The Power and The Glory
On the first day of school,
after we recited the “Our Father”,
you came to my desk,
pressed the rubber tip of your crutch
on my chest, told me to stand,
repeat the prayer for the class.
I knotted the hem of my skirt as I
tried to pronounce each word correctly.
Did she forget anything, children?
Billy Slezak jumped out of his seat
reciting words I’d never heard…
For thine is the kingdom and the power
and the glory. Ahmen
I didn’t forget, Miss Norman
I don’t say it that way.
We say it that way, don’t we Billy?
And we don’t have to go to Sunday school
to learn to say Ahmen, do we?
Did you hear her say Aymen?
Billy snickered, Yes, Miss Norman.
I hated Billy-he could recite times tables
from memory, spell words like toilet backwards.
After school, he’d wash blackboards, clap erasers
or put a new rubber tip on your crutch.
At Christmas, you took the class to your house
to see your aquariums, your tropical fish.
You looked like the pope sitting in your red
velvet chair with the class at your feet-except Billy.
His chair was in front of the aquarium.
Don’t let Gloria near my fish, Billy.
She always eats fish on Friday.
I didn’t eat your fish and I didn’t eat
the sweet sugar cookies you served either.

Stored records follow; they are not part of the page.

PR #95, opened 2018-09-26
STELLAR-1671 AAUSAT4 decoder

reiinakano:
This PR adds an AAUSAT-4 decoder. The flowgraph is shown below:

screenshot from 2018-09-26 13-53-57

The flowgraph consists of 6 stages:
* Initial decimation and Doppler correction from the radio
* FSK demodulation. AAUSAT4 uses 2.4kbaud
* Sync preamble detection
* CCSDS Viterbi decoding
* CCSDS Additive scrambling
* CCSDS Reed Solomon decoding

The fully error corrected packet is a CSP (https://en.wikipedia.org/wiki/Cubesat_Space_Protocol) packet with an extra 2 bytes at the beginning containing the packet length and 2 bytes at the end containing HMAC. 

The details of the error correction used + byte format is defined in http://www.space.aau.dk/aausat4/index.php?n=Main.Ham

Some more useful info about decoding AAUSAT4: 
* https://destevez.net/2016/04/first-signals-from-aausat-4/ 
* https://destevez.net/2016/05/a-bunch-of-data-from-aausat-4/

We also introduce a new block pdu_trim_uvector which simply trims out the first and/or last N bytes of the packet. We need this because of the unique format of the packet, which includes extra header information between certain steps of the forward error correction. It's written in Python since it's not a particularly hot path. We can port it to C++ if we find it necessary in the future.


vaelen:
Please wait for @kenichi-fukushima 's review as well before merging.

PR #102, opened 2018-11-13
IQ Only Receiver hierarchical block

reiinakano:
Main change here is addition of hierarchical block `iq_only_receiver`.

`iq_only_receiver` wraps `radio_source` but includes our logic for accepting Doppler shift information, shifting away the DC bias, and resampling (usually to 112.5k), taking into account the differences between the USRP and AR2300 (non-variable sampling rate, hardware frequency not controlled by GNU Radio, etc)

FSK flowgraph
fsk_9600 grc

Custom bandwidth
custom_bandwidth grc

AAUSAT
aausat4 grc


gr-starcoder/python/iq_only_receiver.py
```diff
@@ -0,0 +1,95 @@
...
+
+from gnuradio import gr
+from gnuradio import blocks
+from gnuradio import analog
+from gnuradio import filter
+from radio_source import radio_source
+
+class iq_only_receiver(gr.hier_block2):
+    """
+    docstring for block iq_only_receiver
```
kenichi-fukushima: Please provide a meaningful docstring.

PR #104, opened 2018-11-15
fix failing waterfall test by updating test image

reiinakano:
also updated the test code to tolerate some level of difference in the generated images


reiinakano:
The test is taking too long because `No cache is found for key: v2.1-dependencies`.

Did Circle just delete our cache randomly?

anuraaga:
Maybe :(

reiinakano:
@anuraaga this shows up in Circle

"Your current usage represents 198% of your infostellarinc Linux plan's limit. Please upgrade in order to ensure no disruption in building."

PR #109, opened 2018-11-16
Golay decoder block

kenichi-fukushima:
TODO
- [x] Actually call decode_golay24 in the block.
- [x] Rewrite the test in Python. Python tests produce much better information about test result.
- [x] Finish the block xml file.
- [x] Handle an error of too many errors to be corrected.


gr-starcoder/lib/golay24.c
```diff
@@ -0,0 +1,119 @@
+/*
```
kenichi-fukushima: Golay implementation is taken from gr-satellites.
https://github.com/daniestevez/gr-satellites/blob/master/lib/golay24.h

gr-starcoder/lib/golay_decoder_impl.cc
```diff
@@ -0,0 +1,80 @@
...
+namespace starcoder {
+
+golay_decoder::sptr golay_decoder::make(int offset, int num_units) {
+  return gnuradio::get_initial_sptr(new golay_decoder_impl(offset, num_units));
+}
+
+golay_decoder_impl::golay_decoder_impl(int offset, int num_units)
+    : gr::block("golay_decoder", gr::io_signature::make(0, 0, 0),
+                gr::io_signature::make(0, 0, 0)),
+      _offset(offset),
```
reiinakano: I think we use `offset_` for member variables

gr-starcoder/lib/golay_decoder_impl.cc
```diff
@@ -0,0 +1,80 @@
...
+      _num_units(num_units) {
+  message_port_register_in(pmt::mp("in"));
+  message_port_register_out(pmt::mp("out"));
+  set_msg_handler(pmt::mp("in"),
+                  boost::bind(&golay_decoder_impl::msg_handler, this, _1));
+}
+
+golay_decoder_impl::~golay_decoder_impl() {}
+
+void golay_decoder_impl::forecast(int noutput_items,
```
reiinakano: No need to implement `forecast` or `general_work` I think.

gr-starcoder/lib/golay_decoder_impl.cc
```diff
@@ -0,0 +1,80 @@
...
+int golay_decoder_impl::general_work(int noutput_items,
+                                     gr_vector_int &ninput_items,
+                                     gr_vector_const_void_star &input_items,
+                                     gr_vector_void_star &output_items) {
+  return 0;
+}
+
+void golay_decoder_impl::msg_handler(pmt::pmt_t pmt_msg) {
+  size_t in_size(0);
+  const uint8_t *in = pmt::u8vector_elements(pmt::cdr(pmt_msg), in_size);
```
reiinakano: Just confirming, does the size of the `u8_vector` get assigned to `in_size`? Never used that function signature before.

gr-starcoder/lib/golay_decoder_impl.cc
```diff
@@ -0,0 +1,80 @@
...
+
+  std::vector<uint8_t> out;
+  std::copy(in, in + _offset, std::back_inserter(out));
+  for (int i = 0; i < _num_units; ++i) {
+    //    decode_golay24(&encoded);
+  }
+  std::copy(in + _offset + 24 * _num_units, in + in_size,
```
reiinakano: I think it might be easier to read to do something like:
```
out = copy of in
for (i=offset; i<size-24; i+=24) {
  error = decode(out[i])
}
```

gr-starcoder/lib/golay24.c
```diff
@@ -0,0 +1,119 @@
...
+
+#include <stdint.h>
+
+#include <volk/volk.h>
+
+#include "golay24.h"
+
+#define N 12
+
+static const uint32_t H[N] = { 0x8008ed, 0x4001db, 0x2003b5, 0x100769,
```
reiinakano: One of the things I wanted to do is make this a configurable parameter. It could take an array or maybe we have an enum of the most common settings for this parameter. This constant is the `H` in https://www.maplesoft.com/applications/view.aspx?sid=1757&view=html, but I think we can generate it from a 12 bit input, which in the link is `b1` (so our configurable parameter will be `b1`. I am not sure if there is an official term for this).

gr-starcoder/lib/golay_decoder_impl.cc
```diff
@@ -0,0 +1,96 @@
...
+      if (*p != 0) {
+        word |= 1;
+      }
+      p++;
+    }
+    decode_golay24(&word);
+
+    uint32_t mask = 1 << 11;
+    for (int j = 0; j < 12; j++) {
+      out.push_back(word & mask ? 1 : 0);
```
kenichi-fukushima: Is this the correct representation of unpacked binary stream?

gr-starcoder/lib/golay_decoder_impl.cc
```diff
@@ -0,0 +1,96 @@
...
+      mask = mask >> 1;
+    }
+  }
+
+  std::copy(in + offset_ + 24 * num_units_, in + in_size,
+            std::back_inserter(out));
+
+  message_port_pub(
+      pmt::mp("out"),
+      pmt::cons(pmt::PMT_NIL, pmt::init_u8vector(out.size(), out)));
```
kenichi-fukushima: What should the key of output dictionary be? Can I just forward input key?

gr-starcoder/lib/golay24.c
anuraaga: For borrowed code, we put both the original and our license (or at least should be). Any edits we make to the fork would be under our license (we can't write code but license it to someone totally unrelated to us ;) ).

gr-starcoder/lib/golay_decoder_impl.cc
```diff
@@ -0,0 +1,98 @@
...
+    for (int j = 0; j < 24; j++) {
+      if (j != 0) {
+        word = word << 1;
+      }
+      if (*p != 0) {
+        word |= 1;
+      }
+      p++;
+    }
+    if (decode_golay24(&word) < 0) {
```
reiinakano: Let's do `GR_LOG_DEBUG` whenever golay decoding succeeds (similar to what the Reed Solomon decoder block does), logging the number of bits corrected.

gr-starcoder/lib/golay_decoder_impl.cc
reiinakano: Yes, it seems correct. Is `push_back` similar to `append` in python? 

Anyway, I think we should still include the parity bits in the final output to mirror what RS decoder does.

gr-starcoder/lib/golay_decoder_impl.cc
kenichi-fukushima: I'm a bit concerned that it might generate too much log data. Do you have an assessment about rate of golay encoded data that we receive?

gr-starcoder/lib/golay_decoder_impl.cc
kenichi-fukushima: Yes. `push_back` is `append` in other languages.

I have no idea what you mean by parity bits. Can you refer to code/document?

reiinakano: Oh, parity bits are the extra error-correcting bits in the error correcting code. I believe in Golay this is <12 parity bits><12 data bits>

gr-starcoder/lib/golay_decoder_impl.cc
reiinakano: Hmm, okay I guess it's fine to leave this as is.

gr-starcoder/lib/golay_decoder_impl.cc
reiinakano: Actually, I'm not sure anymore if we should or should not strip it out. I think it will be easy to modify anyway if we find that we need to keep the parity bits.

gr-starcoder/lib/golay_decoder_impl.cc
reiinakano: Good point. I'm not sure if there's a guarantee actually. Our [command_source_impl block](https://github.com/infostellarinc/starcoder/blob/master/gr-starcoder/lib/command_source_impl.h) works fine without it though. Anyway, not important so we can leave it as is.

kenichi-fukushima:
Added logging assuming date rate of satellite communication is not very high and a message usually contains at most one or two Golay block.

The default log level of GnuRadio is debug and it seems like we don't override the value.
https://github.com/gnuradio/gnuradio/blob/master/gnuradio-runtime/gnuradio-runtime.conf.in

gr-starcoder/lib/golay_decoder_impl.cc
```diff
@@ -75,9 +75,13 @@ void golay_decoder_impl::msg_handler(pmt::pmt_t pmt_msg) {
       }
       p++;
     }
-    if (decode_golay24(&word) < 0) {
+    int num_corrected_bits = decode_golay24(&word);
+    if (num_corrected_bits < 0) {
+      GR_LOG_INFO(d_logger, "Failed to decode a Golay encoded message.");
```
reiinakano: This should also be debug since we can expect we'll be decoding a lot of fake packets via false positive sync word matching.

kenichi-fukushima: Ah, good point!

I wrapped them in a red linen napkin
took them home and put them
in my dresser drawer with a sweater
that didn’t fit anymore.
When the cookies turned to crumbs
I threw them in the garbage but
saved the fancy linen napkin.
Years later, my house burned down
and your napkin, with the letter
“N” embroidered in one corner,
went up in smoke.
Yet, no matter how hard I try to slam
the door on you and Billy Slezak
it’s pried open with that hard rubber tip
on the end of your crutch.
Gloria Rovder Healy
!Published in The Poets of New Jersey:
From Colonial to Contemporary Times)
The Ten Dollar Bill
Girls, from towns named Havre de Grace,
were chauffered in cadillacs.
Fathers, in vested suits, officed on Capitol Hill.
Mothers, brimming from leghorn hats,
arrived in magnolia chiffon.
I was from a small Jersey town where
grandmother walked to Eisner's factory
to sew linings in army overcoats.
Tuesdays, mom went to firehouse rummage sales
seeking bargains she'd make into Cassini look‑a‑likes.
Dad, in khaki pants, flannel shirts, black work shoes,
hauled Duncan Phyfe furniture from one southern
mansion to another, then another.
Detouring on his way to Charleston,
he parked his mustard yellow van with
pistachioed palm trees under my dorm window.
I cringed when the loudspeaker bellowed,
Your father's here, Miss...
The class queen, passing me on the down staircase,
yelled, Whose gaudy truck is taking up half of
O street?
My reply: How would I know?
Dad's eyes flowed when he saw my Georgetown cap.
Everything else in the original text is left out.